I’m not saying I’d ever like to have an intimate relationship with a fish, but if I had to, like,  if it was a life-or-death situation, I’d probably choose to kiss a red-lipped batfish.

I’m sure you can see why this particular specimen would be my first choice. I’d smooch that, and give it an eskimo kiss on that big nose too.
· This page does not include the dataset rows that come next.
Issue #511, opened 2018-08-31
Support for BayesSearch of SkOpt


janvanrijn:
Requires: 
- extension of sklean_to_flow and flow_to_sklearn
- unit tests and an additional dependency (for unit tests)

mfeurer:
I think this can now be done as an extension and would therefore not be part of the main library -> closing this for now.

PR #512, opened 2018-08-31
[WIP] Add #511 - support for scikit-optimize

janvanrijn:
Adds #511 ; it adds support for scikit-optimize BayesSearch

Open questions:
- How to ensure that the 'eval' method does not get abused
- Add formal dependency for skopt? (my vote: yes)

@mfeurer WDYT?

### DIFF
--- a/openml/flows/sklearn_converter.py
+++ b/openml/flows/sklearn_converter.py
@@ -47,7 +47,8 @@ def sklearn_to_flow(o, parent_model=None):
         rval = [sklearn_to_flow(element, parent_model) for element in o]
         if isinstance(o, tuple):
             rval = tuple(rval)
-    elif isinstance(o, (bool, int, float, six.string_types)) or o is None:
+    elif isinstance(o, (bool, int, float, six.string_types)) or o is None or \
+            np.issubdtype(o, np.integer) or np.issubdtype(o, np.float):
         # base parameter values
         rval = o
     elif isinstance(o, dict):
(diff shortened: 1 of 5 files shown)


janvanrijn:
> Is there any particular reason why you considered scikit-optimize? 

Because it works naturally well together with sklearn, and it was (almost) a ten liner to integrate with the current openml package. 

> So far I have not seen any results of scikit-optimize outperforming any other Bayesian optimization package.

Oh, except I wouldn’t, because that’s not actually a nose (DUH IT’S A FISH YOU IDIOT), it’s more of a fishing rod. A lure descends from this head extension in order to lure pray, akin to the  hunting methods of better-known ugly fish, the deep sea anglerfish. The way which the fish uses this lure (which could be mistaken for a dangling bogey if you did believe that head-horn to be a nose) is unclear, but it’s thought to attract pray right into the predator’s face. You can see the red-lipped batfish use its lure in the video below.

Like many creature anomalies, this strange fishy lives in the seas around the Galapagos islands. It’s not even a very good swimmer, and instead sort of walks around the seabed, making it an ever weirder fish which is looking less and less like a fish the more we learn about it.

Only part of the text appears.